PR #6356, opened 2025-04-16
Update onboarding interactive numbers test to use editor fixture

franknoirot:
Trying to bring it down from the leaderboard of failed tests.

PR #6393, opened 2025-04-18
Revert "Update onboarding interactive numbers test to use editor fixture"

franknoirot:
Reverts KittyCAD/modeling-app#6356


franknoirot:
Force merging because these landed as a result of auto-merge being enabled while branch protection rules were tweaked

PR #6373, opened 2025-04-17
Remove all use of bold mono font

franknoirot:
Another tiny appearance tweak PR. A few mono font points are left, mostly for numbers which look better in monospace.

PR #6394, opened 2025-04-18
Revert "Remove all use of bold mono font"

franknoirot:
Reverts KittyCAD/modeling-app#6373


franknoirot:
Force merging because these landed as a result of auto-merge being enabled while branch protection rules were tweaked

PR #6398, opened 2025-04-18
Add text to the error message when JSON parse fails

jtran:
This makes it so that when JSON parse fails, the thing that we tried to parse is included in the message.

I considered making a lint to force everyone to use it, but maybe we'll see how it goes first.

Screenshot 2025-04-18 at 5 43 47 PM


jtran:
Closing since the input is already included in the error message, as can be seen by the cause in the screenshot in the PR description.

PR #6405, opened 2025-04-19
Use TAB API to determine when merges are blocked

jacebrowning:
This updates the reporter to consult the TAB API to determine if a test failure should actually block CI.


pierremtb (approved):
Alright let's do this!!

PR #6406, opened 2025-04-19
Kwargs: assert functions

adamchalmers:
Closes https://github.com/KittyCAD/modeling-app/issues/6408


rust/kcl-lib/src/std/assert.rs
```diff
@@ -23,49 +23,66 @@ async fn _assert(value: bool, message: &str, args: &Args) -> Result<(), KclError
 
 /// Check that the provided value is true, or raise a [KclError]
 /// with the provided description.
-pub async fn assert(_exec_state: &mut ExecState, args: Args) -> Result<KclValue, KclError> {
-    let (data, description): (bool, String) = args.get_data()?;
-    inner_assert(data, &description, &args).await?;
+pub async fn assert(exec_state: &mut ExecState, args: Args) -> Result<KclValue, KclError> {
+    let condition = args.get_unlabeled_kw_arg_typed("condition", &RuntimeType::bool(), exec_state)?;
+    let error: String = args.get_kw_arg("error")?;
```
jtran, line 28: Should be string type, right? I.e. using `get_kw_arg_typed()`.

adamchalmers: This is what currently happens if `error` is wrong type: 
Screenshot 2025-04-21 at 11 37 22 AM

rust/kcl-lib/tests/array_elem_push_fail/execution_error.snap
```diff
@@ -1,13 +1,15 @@
...
 description: Error from executing array_elem_push_fail.kcl
 ---
-KCL UndefinedValue error
+KCL Semantic error
 
-  × undefined value: The array doesn't have any item at index 3
-   ╭─[3:8]
+  × semantic: Error loading imported file. Open it to view more details.
+  │ std::prelude: Error loading imported file. Open it to view more details.
+  │ std::math: Modeling command failed: websocket closed early
```
jtran, line 9: Try again.

rust/kcl-lib/tests/array_index_oob/execution_error.snap
```diff
@@ -2,12 +2,14 @@
...
 description: Error from executing array_index_oob.kcl
 ---
-KCL UndefinedValue error
+KCL Semantic error
 
-  × undefined value: The array doesn't have any item at index 0
-   ╭─[2:5]
+  × semantic: Error loading imported file. Open it to view more details.
+  │ std::prelude: Error loading imported file. Open it to view more details.
+  │ std::math: Modeling command failed: websocket closed early
```
jtran, line 9: Same.

rust/kcl-lib/src/std/assert.rs
```diff
@@ -24,132 +24,124 @@ async fn _assert(value: bool, message: &str, args: &Args) -> Result<(), KclError
...
 pub async fn assert(_exec_state: &mut ExecState, args: Args) -> Result<KclValue, KclError> {
-    let (data, description): (bool, String) = args.get_data()?;
-    inner_assert(data, &description, &args).await?;
+    let actual = args.get_unlabeled_kw_arg("actual")?;
+    let gt = args.get_kw_arg_opt("isGreaterThan")?;
+    let lt = args.get_kw_arg_opt("isLessThan")?;
+    let gte = args.get_kw_arg_opt("isGreaterThanOrEqual")?;
+    let lte = args.get_kw_arg_opt("isLessThanOrEqual")?;
+    let eq = args.get_kw_arg_opt("isEqualTo")?;
+    let epsilon = args.get_kw_arg_opt("epsilon")?;
```
jtran, line 33: The epsilon was changed to optional. I'm not sure I like this. But I can't really think of a better alternative. It is admittedly annoying to always have to specify it. But we don't have an integer type. Integer math is an illusion. Everything is floating point.

I think having it be optional will create more subtle errors. All our simple examples are just comparing to literals, but in real programs, it will be the result of math operations, and they won't be exact.

Is there a way users could opt-in to an exact integer comparison, rather than opt-out?

rust/kcl-lib/src/std/assert.rs
```diff
@@ -24,132 +24,124 @@ async fn _assert(value: bool, message: &str, args: &Args) -> Result<(), KclError
...
+    if let Some(exp) = is_less_than {
+        let exp = exp.n;
+        _assert(
+            actual < exp,
+            &format!("Expected {actual} to be less than {exp} but it wasn't{suffix}"),
+            args,
+        )
+        .await?;
+    }
+    if let Some(exp) = is_greater_than_or_equal {
```
jtran, line 114: Seems like you can specify `isGreaterThanOrEqual` and `epsilon`, but in this case, `epsilon` is ignored. Maybe it should be an error to specify `epsilon` when it isn't used.

rust/kcl-lib/src/std/assert.rs
jtran: Using the `typed` flavor function would allow us to coerce non-string KCL values to string, if we ever wanted that. I guess we don't currently do that so it doesn't matter.

rust/kcl-lib/src/std/assert.rs
adamchalmers: What if instead we had a default epsilon, idk, 10^-9? And then users could specify their own to override the default?

jtran: Yes, I think that's good. Would `epsilon = 0` be the way to do an exact equality?

Could define it over here next to the tolerance constant.

https://github.com/KittyCAD/modeling-app/blob/7a90d029e15bdf1856e35e9bf6ff58ef2f0a1d4b/rust/kcl-lib/src/std/mod.rs#L290

nrc: Yeah, I like having a non-zero default tolerance. I don't think there is a perfect solution here, but since we are in FP world and we do have tolerances in the engine, I think it is probably closer to user expectations to have that here rather than insist on 'correctness'

jtran (approved):

jtran:
cargo test failures look real.

rust/kcl-lib/src/std/assert.rs
adamchalmers: Agree. Changed to tolerance.

Issue #4852, opened 2024-12-21
Ability to delete lines when in sketch mode using keyboard


jessfraz:
### Describe the bug

see video here: https://github.com/user-attachments/assets/00fedf5f-9fa7-4463-8a5b-c7c74b5457f6

### Steps to Reproduce

see above

### Expected Behavior

would expect to be able to delete lines in sketch mode or at least a reason why i cant, when i hit delete

### Desktop OS

macos 

### Version

main

jessfraz:
similar https://github.com/KittyCAD/modeling-app/issues/3343

franknoirot:
You can delete segments with a menu item in the three dot menu in the segment overlay, and keyboard has not yet been implemented.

> [EXERCISE GOAL] Retype, without any change, the lines from the one containing "### Version" through the final line of the material above, and no others.

> [ANSWER TO THIS TASK]
### Version

main

jessfraz:
similar https://github.com/KittyCAD/modeling-app/issues/3343

franknoirot:
You can delete segments with a menu item in the three dot menu in the segment overlay, and keyboard has not yet been implemented.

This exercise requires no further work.